YUVI PANDA: I also want to say, one of our biggest new features is more documentation.
I think it's a lot better documented now than it was like six months to a year ago. Jessica, Chris, and [INAUDIBLE], who is not here, have been doing a great job of making sure that the only information is not in some chat somewhere or hidden up in someone's brain, but written out in ways that a diverse group of people can actually understand and reuse in their own contexts.
MELANIE WARRICK: What has it been like working on an open source project for all of you? And it sounds like multiple, in some cases.
YUVI PANDA: I've been working on open source projects-- I was working at GNOME when I was like 19. And I was working at Wikimedia. So I don't know what it is like to not work on an open source project.
So I'm kind of an outlier. But Jupyter is the first project that I'm on that's partially based in academia. So that's a little different. And it's also a much more smaller project. When I joined-- when I started working with Wikimedia, it was already very big.
MELANIE WARRICK: But how is it different?
YUVI PANDA: I think in a smaller project you have more responsibilities to be kinder to everyone, than you have at a larger project. I'm not saying that it's OK to be mean to people in a larger project. But I think if you are person 40 in a project or person 16 in a project, then you have more responsibilities than if you're a person 800 at a project. If you're person 800, the culture is already sort of set. Changing that is going to be an uphill battle. And it's going to be hard. While if you're at a smaller person project, then you-- it's much easier to set. So if you are not careful, then you can set it in ways that you don't want it to be. So I think that's the biggest difference.
There's technical differences, of course. When I was in Wikimedia. I was like the 16th person to join the ops team. And I was the least experienced person doing that. While here, I think most people don't have that much ops knowledge, because they come through as grad students and whatnot. So that was also a big difference for me.
CHRIS HOLDGRAF: But I think related to that, from my perspective, one of the most exciting things about the Jupyter Project, and probably open source in general, is that because of the open nature of the project you get a lot more voices in the room. And you get a lot of representation from different kinds of background in the room. So I think it's amazing that I get to work on a team of people, some of which are heavily ops-oriented and have an incredible background in Kubernetes. Some of which care about things like documentation and community growth and the more social aspects of open source. Some of whom are more domain scientists who run analytics in Python or in R, but wouldn't be able to deploy Kubernetes cluster by themselves.
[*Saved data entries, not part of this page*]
Issue #2324, opened 2026-01-20
Deviation from Vault in the Userpass auth method: password_hash parameter


mak-surf:
**Describe the bug**
In Vault the Userpass auth method accepts a `password_hash` instead of a `password` parameter (only one of them is required). In OpenBao the Userpass auth method only supports the `password` parameter.

I was in doubt if this is a bug, or a feature request, but since you state that the aim of OpenBao is to be a drop in replacement for Vault I decided to file this as a bug. Please let me know if I should take another route to get this to you attention 🙂 

**To Reproduce**
Check the documentation of Vault here: https://developer.hashicorp.com/vault/api-docs/v1.21.x/auth/userpass
Check the documentation of OpenBao here: https://openbao.org/api-docs/auth/userpass/

**Expected behavior**
I expect the functionality of Userpass to be the same as Vault. 

**Environment:**
* OpenBao Server Version (retrieve with `bao status`):
```
Key             Value
---             -----
Seal Type       shamir
Initialized     true
Sealed          false
Total Shares    1
Threshold       1
Version         2.5.0-beta20251125
Build Date      2025-11-25T19:29:04Z
Storage Type    inmem
Cluster Name    vault-cluster-7e64f4bf
Cluster ID      a0f77143-b8fd-54f3-da1f-7a2441825f9d
HA Enabled      false
```
* OpenBao CLI Version (retrieve with `bao version`):
```
OpenBao v2.5.0-beta20251125 (a258d870924dcca231999390030292587b5b4b51), built 2025-11-25T19:29:04Z
```
* Server Operating System/Architecture:
`docker: openbao/openbao:2.5.0-beta20251125`

OpenBao server configuration file(s):

`NA`

**Additional context**
The `password_hash` is for a requirement to be able to switch to OpenBao from Vault for us. We use this heavily.

The `password_hash` parameter was introduced in Vault 1.17, which was released on June 12, 2024. 

I tested this on OpenBao 2.4.x and 2.5.x

I was in doubt if this is a bug, or a feature request, but since you state that the aim of OpenBao is to be a drop in replacement for Vault I decided to file this as a bug. I leave it up to you how to triage this differently off course 🙂

JanMa:
[...]

PR #2702, opened 2026-03-24
Add password_hash parameter to userpass engine

EnricoFusi:
## Description

Adds password_hash field to the userpass auth method, allowing operators
to provide a pre-hashed bcrypt string instead of a plaintext password
when creating or updating credentials via API. Exactly one of password
or password_hash must be provided.

## Rationale

OpenBao aims to be a drop-in replacement for Vault. Vault 1.17 introduced
password_hash support in the userpass auth method. This change restores
parity.

Resolves: #2324

## Acknowledgements

       also allowed.

### DIFF
--- a/builtin/credential/userpass/path_user_password.go
+++ b/builtin/credential/userpass/path_user_password.go
@@ -7,6 +7,7 @@ package userpass
 import (
 	"context"
 	"errors"
+	"fmt"
 
 	"golang.org/x/crypto/bcrypt"
 
@@ -119,6 +120,19 @@ func (b *backend) updateUserPassword(password, passwordHash string, userEntry *U
 		return err, nil
 	}
 
+	const (
+		// minCost is the minimum bcrypt cost enforced when passing a pre-hashed
+		// password to avoid accidentally setting a weakly hashed password. 5 is
+		// picked as the lower bound as this is the default in `htpasswd -B`.
+		minCost = 5
+
+		// maxCost is the maximum bcrypt cost accepted when passing a pre-hashed
+		// password to avoid DoS. Notably, bcrypt.DefaultCost is 10, we pick 12
+		// to allow for some leeway. If this is insufficient, open an issue and
+		// suggest a configuration path.
+		maxCost = 12
+	)
+
 	if password != "" {
 		hash, err := bcrypt.GenerateFromPassword([]byte(password), bcrypt.DefaultCost)
 		if err != nil {
@@ -126,8 +140,14 @@ func (b *backend) updateUserPassword(password, passwordHash string, userEntry *U
 		}
 		userEntry.PasswordHash = hash
 	} else {
-		if _, err := bcrypt.Cost([]byte(passwordHash)); err != nil {
+		cost, err := bcrypt.Cost([]byte(passwordHash))
+		switch {
+		case err != nil:
 			return errors.New("password_hash is not a valid bcrypt hash"), nil
+		case cost < minCost:
+			return fmt.Errorf("bcrypt cost of %d is too low, want %d at minimum", cost, minCost), nil
+		case cost > maxCost:
+			return fmt.Errorf("bcrypt cost of %d exceeds maximum cost of %d", cost, maxCost), nil
 		}
 		userEntry.PasswordHash = []byte(passwordHash)
 	}


builtin/credential/userpass/path_users.go
```diff
@@ -73,6 +74,15 @@ func pathUsers(b *backend) *framework.Path {
 				},
 			},
 
+			"password_hash": {
+				Type:        framework.TypeString,
+				Description: "Pre-hashed bcrypt password for this user. Mutually exclusive with password.",
+				Deprecated:  true,
```
wslabosz-reply: wait, why?

builtin/credential/userpass/password_validation.go
satoqz, line 1: No need for a new file, keep this in path_user_password.go (that would also provide additional justification for adding the OpenBao copyright header in it)

changelog/2324.txt
satoqz, line 1: Remove

builtin/credential/userpass/path_user_password.go
```diff
@@ -81,18 +94,27 @@ func (b *backend) pathUserPasswordUpdate(ctx context.Context, req *logical.Reque
 	return nil, nil
 }
 
+// updateUserPassword sets PasswordHash on userEntry from either a plaintext
+// password hashed with bcrypt, or a pre-hashed bcrypt string stored directly.
 func (b *backend) updateUserPassword(req *logical.Request, d *framework.FieldData, userEntry *UserEntry) (error, error) {
```
wslabosz-reply: I'd rearrange code a bit, we are doing `d.GetOk("password/password_hash")` 3 times across this single request. One of the checks in `validatePasswordInput` verifies if both of them are missing, but they cannot as we only call that validation after we know that at least one of them exists.

I'd probably make `updateUserPassword` and `validatePasswordInput` accept already parsed string values and not the `*framework.FieldData` to parse
/my 2c.

builtin/credential/userpass/password_validation_test.go
```diff
@@ -0,0 +1,313 @@
...
+		"password":      "plaintextpassword",
+		"password_hash": string(hash),
+	})
+
+	err = validatePasswordInput(d)
+
+	require.Error(t, err,
+		"both password and password_hash present must be rejected")
+	require.Contains(t, err.Error(), "only one of",
+		"error message must indicate mutual exclusion")
```
wslabosz-reply: there's a `require.ErrorContains` method which encompasses these both

builtin/credential/userpass/password_validation_test.go
```diff
@@ -0,0 +1,313 @@
...
+		Raw:    raw,
+		Schema: passwordFieldSchema(),
+	}
+}
+
+// TestValidatePasswordInput_OnlyPassword verifies that providing only the
+// plaintext password field is accepted as valid input.
+func TestValidatePasswordInput_OnlyPassword(t *testing.T) {
+	t.Parallel()
+
```
satoqz:
```suggestion
```

None of these tests are good candidates for `t.Parallel()`, they're CPU-bound.

builtin/credential/userpass/password_validation_test.go
satoqz, line 1: Do you think this can be rearranged to use a table-driven test?

wslabosz-reply, line 1: I'd recommend writing `validatePasswordInput` tests with https://go.dev/wiki/TableDrivenTests approach, would be very easy to define the input/output pairs and would remove a lot of redundant code.

builtin/credential/userpass/path_user_password.go
```diff
@@ -63,13 +74,20 @@ func (b *backend) pathUserPasswordUpdate(ctx context.Context, req *logical.Reque
 		return nil, errors.New("username does not exist")
 	}
 
-	userErr, intErr := b.updateUserPassword(req, d, userEntry)
+	password, _ := d.GetOk("password")
+	passwordHash, _ := d.GetOk("password_hash")
+
+	passwordStr, _ := password.(string)
+	passwordHashStr, _ := passwordHash.(string)
```
wslabosz-reply:
```suggestion
	passwordStr := d.Get("password").(string)
	passwordHashStr := d.Get("password_hash").(string)
```

builtin/credential/userpass/path_users.go
```diff
@@ -251,8 +260,14 @@ func (b *backend) userCreateUpdate(ctx context.Context, req *logical.Request, d
 		return logical.ErrorResponse(err.Error()), logical.ErrInvalidRequest
 	}
 
-	if _, ok := d.GetOk("password"); ok {
-		userErr, intErr := b.updateUserPassword(req, d, userEntry)
+	password, _ := d.GetOk("password")
+	passwordHash, _ := d.GetOk("password_hash")
+
+	passwordStr, _ := password.(string)
+	passwordHashStr, _ := passwordHash.(string)
```
wslabosz-reply:
```suggestion
	passwordStr := d.Get("password").(string)
	passwordHashStr := d.Get("password_hash").(string)
```

builtin/credential/userpass/path_users.go
```diff
@@ -291,10 +307,18 @@ func (b *backend) userCreateUpdate(ctx context.Context, req *logical.Request, d
...
 
 func (b *backend) pathUserWrite(ctx context.Context, req *logical.Request, d *framework.FieldData) (*logical.Response, error) {
-	password := d.Get("password").(string)
-	if req.Operation == logical.CreateOperation && password == "" {
-		return logical.ErrorResponse("missing password"), logical.ErrInvalidRequest
+	password, _ := d.GetOk("password")
+	passwordHash, _ := d.GetOk("password_hash")
+
+	passwordStr, _ := password.(string)
+	passwordHashStr, _ := passwordHash.(string)
```
wslabosz-reply:
```suggestion
	passwordStr := d.Get("password").(string)
	passwordHashStr := d.Get("password_hash").(string)
```

builtin/credential/userpass/path_users.go
EnricoFusi: It seemed a way to prevent this to appear in the login page. I doublecheck, it doesn't appear in any case, so I removed.

changelog/2324.txt
EnricoFusi: As requested.

builtin/credential/userpass/path_user_password.go
EnricoFusi: It required to change func signature, but is done as requested.

builtin/credential/userpass/password_validation_test.go
EnricoFusi: I assumed multicore. Just removed.

builtin/credential/userpass/password_validation_test.go
EnricoFusi: Sure. Currently I am using EAL5+ tests, which is why at the beginning in the comments of tests there is Preconditions, PostConditions and Invariants. I can use gotests and rigenerate. In the next push.

EnricoFusi: Sure. Currently I am using EAL5+ tests, which is why at the beginning in the comments of tests there is Preconditions, PostConditions and Invariants. I can use gotests and rigenerate. In the next push.

builtin/credential/userpass/path_users.go
EnricoFusi: Changed and pushed.

builtin/credential/userpass/path_users.go
EnricoFusi: Is done as requested.

builtin/credential/userpass/path_users.go
```diff
@@ -291,10 +304,18 @@ func (b *backend) userCreateUpdate(ctx context.Context, req *logical.Request, d
...
+
+	if req.Operation == logical.CreateOperation {
+		if err := validatePasswordInput(passwordStr, passwordHashStr); err != nil {
+			return logical.ErrorResponse(err.Error()), logical.ErrInvalidRequest
+		}
 	}
+
```
satoqz: Can we just move this entire check into `userCreateUpdate` or, alternatively, inline `userCreateUpdate` since it has a single caller only?

satoqz:
@EnricoFusi is on vacation so I've taken this over.

builtin/credential/userpass/path_users.go
```diff
@@ -1,4 +1,5 @@
 // Copyright (c) HashiCorp, Inc.
+// Copyright (c) 2026 OpenBao a Series of LF Projects, LLC
```
cipherboy, line 2: I'm fine with this, though at some point, we should apply this more globally. We should have diff data from `fork-point` to be able to apply this consistently. 

We should probably also take out the year more globally, it seems unnecessary.

builtin/credential/userpass/path_user_password.go
```diff
@@ -81,17 +96,41 @@ func (b *backend) pathUserPasswordUpdate(ctx context.Context, req *logical.Reque
...
+	}
+
+	if password != "" {
+		hash, err := bcrypt.GenerateFromPassword([]byte(password), bcrypt.DefaultCost)
+		if err != nil {
+			return nil, err
+		}
+		userEntry.PasswordHash = hash
+	} else {
+		if _, err := bcrypt.Cost([]byte(passwordHash)); err != nil {
```
cipherboy: @satoqz Do we want to enforce a min/max cost? This seems rather expensive in the general case, that someone can send arbitrarily hard passwords to the server. 

Mount tunables seems excessive, but would let an operator set values here. 

Thoughts?

satoqz: I've set a minimum of 5 and maximum of 12 for now, which seemed reasonable, see comments.

If there are requirements out of this range in the future, someone can open an issue and propose a configuration path.

cipherboy (approved):
Thank you @EnricoFusi and @satoqz!

mak-surf:
Thanks a lot for implementing this feature. When it appears in the nightly builds I will take it for a spin 👍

Being able to coordinate that kind of chaotic, diverse group of people in a way that you can create tools that are truly community-driven, and also available for all kinds of use cases, is a really satisfying thing. And in some ways is, in my mind, the primary goal of the academic and education and scientific communities-- creating public goods that people can then build on for whatever purpose they have in mind.
MELANIE WARRICK: How do you coordinate? Or how does that get coordinated?
JESSICA FORDE: I think that each subproject has their own subculture and their own submethods. And so that largely determines how it works. So actually, like for example, for me, I belong to I think five different Jupyter Project organizations. A lot of people don't even know that we have multiple repos. I think we have over 100. We have at least five or six organizations. So each organization has their own norms and culture.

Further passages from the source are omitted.